Compared to Jackknife+-after-boostrap, the average length and the empirical coverage are smaller.

Split conformal#

To perform split conformal, we instantiate CoverForestRegressor with method='split'.

pipe_sp = Pipeline(
    [
        ("scaler", StandardScaler()),
        (
            "reg_sp",
            CoverForestRegressor(n_estimators=400, method="split", random_state=0),
        ),
    ]
)
pipe_sp.fit(X_train, y_train)
y_sp_pred, y_sp_interval = pipe_sp.predict(X_test, alpha=0.05)
plot_predictions_with_intervals(y_test, y_sp_pred, y_sp_interval)
../_images/6e7a54c8017d9afeee8e9fa9d988665107d47f7cdce7a543e7b46a6c81bafd79.png
print(f"Average length: {average_interval_length_loss(y_test, y_sp_interval)}")
print(f"Empirical coverage: {regression_coverage_score(y_test, y_sp_interval)}")
Average length: 193.825
Empirical coverage: 0.9276018099547512

Even though the average length is smaller than the previous two methods, its coverage is below the desired level of 0.95.

Final notes#

  1. The CV+ method is the only one with random forests as the sub-estimators

  2. In the case of Jackknife+-after-bootstrap, the coverage guarantee in Kim et al.[1] relies on resampling the forest’s tree count from \(\operatorname{Binomial}(B (1-1/n)^m)\), where:

    • \(B\) is the initial number of trees

    • \(n\) is the number of training samples

    • \(m\) is the number of bootstrap samples.

    The fit() method in CoverForestRegressor automatically sets \(B= \text{n_estimators}/(1-1/n)^m\) so that, on average, the number of trees to be fitted is \(\text{n_estimators}\), with standard deviation of \(\sqrt{\text{n_estimators}*(1- (1-1/n)^m)}\).

    CoverForestRegressor also provides an option not to resample the number of sub-estimators by initiating with resample_n_estimators=False.

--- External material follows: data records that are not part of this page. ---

PR #1071, opened 2022-07-22
Add support for decisions that take no action

### LINKED ISSUE #1068: Create Simple Decisions extension
See spec here:

- https://www.figma.com/file/oRaTwsD5BUH3FJNzoZdSCv/Discussions?node-id=1018%3A54646
- https://www.notion.so/colony/Simple-Decisions-2d869923870640a5889f9f24b183c65b

area:
Closes #1068.

Not happy with the ternary, would very much like a function with a more understandable if statement, but can't come up with a semantic name for that function beyond `finalizableOrFinalized`. Please suggest something!

Should the 'special action' be longer than just a signature? Obviously it's all meaningless, but...

### DIFF
--- a/contracts/extensions/VotingReputation.sol
+++ b/contracts/extensions/VotingReputation.sol
@@ -799,10 +799,10 @@ contract VotingReputation is ColonyExtension, PatriciaTreeProofs, BasicMetaTrans
         return MotionState.Staking;
       // If not, did the YAY side stake?
       } else if (motion.stakes[YAY] == requiredStake) {
-        return getSig(motion.action) == NO_ACTION ? MotionState.Finalized : MotionState.Finalizable;
+        return finalizableOrFinalized(motion.action);
       // If not, was there a prior vote we can fall back on?
       } else if (add(motion.votes[NAY], motion.votes[YAY]) > 0) {
-        return getSig(motion.action) == NO_ACTION ? MotionState.Finalized : MotionState.Finalizable;
+        return finalizableOrFinalized(motion.action);
       // Otherwise, the motion failed
       } else {
         return MotionState.Failed;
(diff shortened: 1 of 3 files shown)


kronosapiens:
My first comment here is you bought up the idea of having this be a separate extension, so colonies can choose to install these individually. Is this just a prototype implementation for feedback, or do you want to keep the functionality bundled?

area:
See my comment on #1068

contracts/extensions/VotingReputation.sol
```diff
@@ -797,10 +799,10 @@ contract VotingReputation is ColonyExtension, PatriciaTreeProofs, BasicMetaTrans
         return MotionState.Staking;
       // If not, did the YAY side stake?
       } else if (motion.stakes[YAY] == requiredStake) {
-        return MotionState.Finalizable;
+        return getSig(motion.action) == NO_ACTION ? MotionState.Finalized : MotionState.Finalizable;
```
kronosapiens, line 802: Stylistically I would do the following:

```
MotionState finalizableState = getSig(motion.action) == NO_ACTION : MotionState.Finalized : MotionState.Finalizable;
```

And then return `finalizableState` as needed. I think `finalizableState` is an appropriate name, since it's `Finalizable` normally but `Finalized` under special circumstances.

kronosapiens: Another option is to simply `return` in `finalizeMotion` after setting `motion.finalized` to true if the action is the null action, although I suppose you'd want to avoid having users make that transaction.

test/extensions/voting-rep.js
```diff
@@ -1525,6 +1525,22 @@ contract("Voting Reputation", (accounts) => {
...
+      motionId = await voting.getMotionCount();
+
+      await voting.stakeMotion(motionId, 1, UINT256_MAX, YAY, REQUIRED_STAKE, user0Key, user0Value, user0Mask, user0Siblings, { from: USER0 });
+
+      await forwardTime(STAKE_PERIOD, this);
+
+      await checkErrorRevert(voting.finalizeMotion(motionId), "voting-rep-motion-not-finalizable");
+
+      const motionState = await voting.getMotionState(motionId);
+      expect(motionState).to.eq.BN(EXECUTED);
```
kronosapiens, line 1542: Just noting how in the tests we call these `EXECUTED` while in the contracts they're `Finalized`, but perhaps not a big deal.

kronosapiens (approved):
I'd actually be inclined to call the function `finalizable()` because in ~most cases it returns the `Finalized` state, and so would make `getMotionState` read a bit better. The intended state in those branches is `Finalizable` except for this new exception, so Id' say we could justify tucking that exception away in the `finalizable` function for people who are curious. But I'll leave that up to you.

  3. Random forest leverages parallel computation by processing trees concurrently. Use the n_jobs parameter in fit() and predict() to control CPU usage (n_jobs=-1 uses all cores).

  4. For prediction, conformity score calculations require a memory array of size (n_train × n_test × n_classes). To optimize performance with high n_jobs values, split large test sets into smaller batches.